Class 3.2 Notes

The hard question of our class on copyright and music on the Web: whereto from here on the digital media problem?  We find ourselves, as a global society or collection of societies, in a crisis, brought on by a familiar and popular medium — music — transformed by a new and disruptive medium — the Internet with fat pipes and compressed files.

* One source of the problem: whenever you do virtually anything on the Net, you’re making a copy.  The copyright law in the United States, as memorialized importantly in the US Constitution at the end of the eighteenth century, didn’t contemplate such ease of making copies.

* Another source of the problem: polar positions staked out by those who see a vision of the Net as free and open and those who would clamp it down completely in order to control content to the greatest extent possible.  The latest salvo in this battle: 261 lawsuits filed by the RIAA against individual file-sharers.

* A third source of the problem: a shortage of vision on the part of policy-makers who are paid by the taxpayers to help us to emerge from crises of this sort, and the relative unpopularity of coordinated solutions among a series of nations.  This problem has international scope to it, even if much of the story continues to break here in the United States.
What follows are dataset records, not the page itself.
PR #14704, opened 2024-10-17
Run tests without optimization

RobinMalfait:
This PR improves the tests by not running the optimization step (via Lightning CSS) in places where we know that nothing should be generated.

In fact, if _we_ generate invalid CSS where we expected that nothing was being generated, then Lightning CSS will throw the CSS out. This means that we have a bug somewhere in our code, and we should fix it but we don't know about it.

Bonus points: this improves the performance of the tests a tiny bit.

### DIFF
--- a/packages/tailwindcss/src/test-utils/run.ts
+++ b/packages/tailwindcss/src/test-utils/run.ts
@@ -6,14 +6,10 @@ export async function compileCss(css: string, candidates: string[] = [], options
   return optimizeCss(build(candidates)).trim()
 }
 
-export async function run(candidates: string[]) {
+export async function run(candidates: string[], { optimize = true } = {}) {
   let { build } = await compile('@tailwind utilities;')
-  return optimizeCss(build(candidates)).trim()
-}
-
-export async function build(candidates: string[]) {
-  let { build } = await compile('@tailwind utilities;')
-  return build(candidates).trim()
+  let css = build(candidates)
+  return optimize ? optimizeCss(css).trim() : css.trim()
 }
 
 export function optimizeCss(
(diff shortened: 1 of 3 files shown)


thecrypticace (approved):

packages/tailwindcss/src/test-utils/run.ts
```diff
@@ -6,9 +6,10 @@ export async function compileCss(css: string, candidates: string[] = [], options
   return optimizeCss(build(candidates)).trim()
 }
 
-export async function run(candidates: string[]) {
+export async function run(candidates: string[], { optimize = true } = {}) {
```
philipp-spiess, line 9: Not a big fan of having to add an object with `optimize` to every call site. How do you feel about this?

I’m wondering if we:
- Should make this the default (or is the number of `run()` calls that do need `optimize: true` even larger than this subset?
- Should instead add a second `runOptimized` export instead of adding a boolean variable?

thecrypticace: Also not a fan but not enough to really care. I think unoptimized is *not* the default. Pretty sure more tests require an optimized CSS result than not but I don't have a good idea of what the function should be called.

RobinMalfait: Funny thing is, I did use a new method initially (https://github.com/tailwindlabs/tailwindcss/pull/14704/commits/14817cba32d36097fff0bc886302a67e69d21624) but `run` vs `runOptimized` or vs `build` all felt wrong, so did a fallback here because typically you run it without.

You could argue that we just don't run the tests through Lightning CSS (which will make the tests bigger but faster).

RobinMalfait:
Closing this, if we want this we can re-enable it later.

PR #55, opened 2019-01-13
Added set_skipdata method

mothran:
Added the new method set_skipdata() to the Capstone type.  Capstone option: CS_OPT_SKIPDATA

I also added a simple test with two x86 instructions, one decoding to '.byte'.

### DIFF
--- a/capstone-sys/Cargo.toml
+++ b/capstone-sys/Cargo.toml
@@ -11,7 +11,11 @@ license = "MIT"
 readme = "README.md"
 repository = "https://github.com/capstone-rust/capstone-rs/tree/master/capstone-sys"
 
-exclude = [ "capstone/docs/**", "capstone/xcode/**", "capstone/msvc/**" ]
+exclude = [
+    "/capstone/docs/**",
+    "/capstone/msvc/**",
+    "/capstone/xcode/**",
+]
 
 [badges]
 travis-ci = { repository = "capstone-rust/capstone-sys" }


tmfink:
Thanks for the PR! Sorry for the late response.

I like the idea, but I'm not comfortable merging the PR as-is:
* The only way for a user to check if bytes were returned is to check if the mnemonic is ".byte"
* A user could gets an instruction out, which would not make sense for a byte

Alternatives:
* Make the `Capstone::disasm()` family of functions return an enum that includes variants for instructions and bytes
    - This introduces complexity and run-time overhead having to check the variant for each instruction
* Add an `Instruction::is_skipped_byte() -> CsResult<bool>` method that allows users to check whether bytes were skipped without checking for ".byte"
    - A little bit janky, but does not negatively impact those who don't use skipdata.

Also, I'm not sure about the skipdata feature itself. You would use it on bytes where you don't know what is code or data. But, data bytes that happen to be a valid instruction could be mistakenly interpreted as code. With architectures like X86 that have variable length instruction, you could hit alignment issues where capstone could return an instruction that overlaps with code and data.

I'm open to suggestions.

tmfink:
@mothran if you could add some tests (or add to your existing test) that the id is *_INVALID for skipped bytes, then I'll merge this PR.

tmfink:
Looks like Criterion does not support Rust 1.24.1 anymore.

You can bump the minimum required version. See fab2a4a7e0f9ba6848be678028fd0a559231014e for reference.

mothran:
Sure thing, I am not familiar with Criterion, where can I find its minimum supported version currently?

tmfink:
I recommend you use rustup to install earlier touching to test before
committing again.

https://github.com/bheisler/criterion.rs/blob/master/README.md#compatibility-policy

tmfink:
> Using 1.24.1 I was able to run 'cargo test' and 'cargo bench' just fine. Is it possible there is something else I am missing to validate the error on my end?

Your `Cargo.lock` could be referencing an older version of Criterion. To replicate, try deleting your `Cargo.lock` the testing.

Another way to solve this problem could be updating `Cargo.toml` to using a "maximum" version constraint with `<=`. You should be able to say something like `>= 0.2.0, <= 0.2.7`. That way, we will not need to bump the minimum required Rust toolchain version.

https://doc.rust-lang.org/cargo/reference/specifying-dependencies.html#multiple-requirements

Restricting versions could cause problems with dependency graphs normally, but Criterion is *only* a *dev-dependency*, so it should not cause dependency resolution errors in downstream users (since capstone-rs will be used as a normal dependency).

tmfink:
replaced with #65

PR #62, opened 2019-03-29
don't package PDFs or Xcode projects

froydnj:
These files aren't used by the crate itself.  For people vendoring the
crate, these files just take up unnecessary space.


tmfink:
Good catch. While you are already modifying this, could you also:
- Exclude `msvc/`
- Update the "repository" key to point to https://github.com/capstone-rust/capstone-rs/tree/master/capstone-sys

tmfink:
Squashed/merged 49fd17b9b3ed4d920a49166d82d9064289ab0a05 bd61ad8444fa771bff13ae0cf302107a447dd35e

We considered the Sony, Napster and Grokster cases in brief, and explored Prof. Fisher’s “Chapter 6” idea of an Alternative Compensation System, which met with a fair number of tough questions, implying to me a certain skepticism among class members about its viability. 

We broke early to listen to Prof. Fisher’s tour-de-force on the state of the Intellectual Property field as he accepted the Hale and Dorr Professorship of Intellectual Property Law.